So, if a piece knowingly ignores common conceptions of these things, is it good or not? If you enjoy something, but can find no semblance of those qualities in the piece, does that mean you have to re-evaluate your criteria for "goodness" or do you simply dismiss it as trash because it doesn't fit the bill?


----------



## science (Oct 14, 2010)

Crudblud said:


> So, if a piece knowingly ignores common conceptions of these things, is it good or not? If you enjoy something, but can find no semblance of those qualities in the piece, does that mean you have to re-evaluate your criteria for "goodness" or do you simply dismiss it as trash because it doesn't fit the bill?


Well, obviously, you like it for different reasons, and hopefully it's clear that I'm not trying to talk or shame you out of it. But if you can describe what it is that you like about it, I'd be interested.


----------



## science (Oct 14, 2010)

I should add that in the history of all kinds of arts, creativity has often taken the form of deliberately flouting the "established" rules of aesthetics and yet producing undeniably wonderful works. Often the great successes in this endeavor are the great works - Debussy's music ignoring the French authorities may be an easy example, though I don't actually know the details of that.


----------



## Polednice (Sep 13, 2009)

Crudblud said:


> So, if a piece knowingly ignores common conceptions of these things, is it good or not? If you enjoy something, but can find no semblance of those qualities in the piece, does that mean you have to re-evaluate your criteria for "goodness" or do you simply dismiss it as trash because it doesn't fit the bill?

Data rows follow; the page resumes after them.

PR #5032, opened 2020-10-01
add annotations and labels to service in multicluster helm chart fixe…

### LINKED ISSUE #5024: multicluster: single network with private endpoints for gateways

Two clusters running on the same network do not need to communicate via the public internet with each other.
Having large payloads can be costly for in and egress traffic.

As I am running mostly in GKE there is a concept of an internal load balancer.
You generate a static private IP and assign it to the Service of type LoadBalancer.

One solution might be to extend the helm chart for the gateway to accept service annotations like:

```yaml
apiVersion: v1
kind: Service
metadata:
  name: some-service-name
  annotations:
    cloud.google.com/load-balancer-type: "Internal"
spec:
  type: LoadBalancer
...
```

As I am still evaluating linkerd I cannot predict any side effects which might occur either with mTLS or service mirroring.

Not yet.

As there is only a change in routing there shouldn't be an interaction change.

Best regards,
Dariusch

Dariusch:
Add annotations and labels to service in multicluster helm chart

fixes #5024

helm template renders:

```yaml
apiVersion: v1
kind: Service
metadata:
  name: linkerd-gateway
  namespace: linkerd-multicluster
  annotations:
    mirror.linkerd.io/gateway-identity: linkerd-gateway.linkerd-multicluster.serviceaccount.identity..
    mirror.linkerd.io/probe-period: "3"
    mirror.linkerd.io/probe-path: /health
    mirror.linkerd.io/multicluster-gateway: "true"
    linkerd.io/control-plane-component: gateway
    linkerd.io/created-by: linkerd/helm linkerdVersionValue
    app: test
  labels:
    app: test
spec:
  ports:
  - name: mc-gateway
    port: 4143
    protocol: TCP
  - name: mc-probe
    port: 4181
    protocol: TCP
  selector:
    app: linkerd-gateway
  type: LoadBalancer

```

### DIFF
--- a/charts/linkerd2-multicluster/README.md
+++ b/charts/linkerd2-multicluster/README.md
@@ -13,7 +13,7 @@ linkerd2-multicluster chart and their default values.
 | Parameter                       | Description                                                                                 | Default                                      |
 |---------------------------------|---------------------------------------------------------------------------------------------|----------------------------------------------|
 |`controllerComponentLabel`       | Control plane label. Do not edit                                                            |`linkerd.io/control-plane-component`          |
-|`controllerImage`                | Docker image for the Service mirror component (uses the Linkerd controller image)           |`ghcr.io/linkerd/controller`                |
+|`controllerImage`                | Docker image for the Service mirror component (uses the Linkerd controller image)           |`ghcr.io/linkerd/controller`                  |
 |`controllerImageVersion`         | Tag for the Service Mirror container Docker image                                           |`latest version`                              |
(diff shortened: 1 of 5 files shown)


Dariusch:
Hey guys, I would appreciate some help as I am fairly new to the go language.
There seems to be something wrong with my code but I cannot figure out where the problem lies.

grampelberg:
@Pothulapati can you take a look?

Dariusch:
I am closing this draft until I have a working solution on my fork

I think you'd be hard pushed to find a piece you enjoy that doesn't fit any of the criteria.


----------



## brianwalker (Dec 9, 2011)

science said:


> - emotional effect


The same happens with listening. Consider two people listening to a
grossly sentimental song, one naively enjoying it, the other turning up
his nose. The ﬁrst says to the second: 'you just don't understand this
music'. 'On the contrary,' the second replies, 'I do understand it. And
that is why I hate it.' Do we say that they have both understood the
music, but understood it differently? Or that one has misunderstood it,
since he has not seen what it means?


----------



## Crudblud (Dec 29, 2011)

science said:


> Well, obviously, you like it for different reasons, and hopefully it's clear that I'm not trying to talk or shame you out of it. But if you can describe what it is that you like about it, I'd be interested.


I was actually just posing a hypothetical question, not talking about a piece or composer in particular.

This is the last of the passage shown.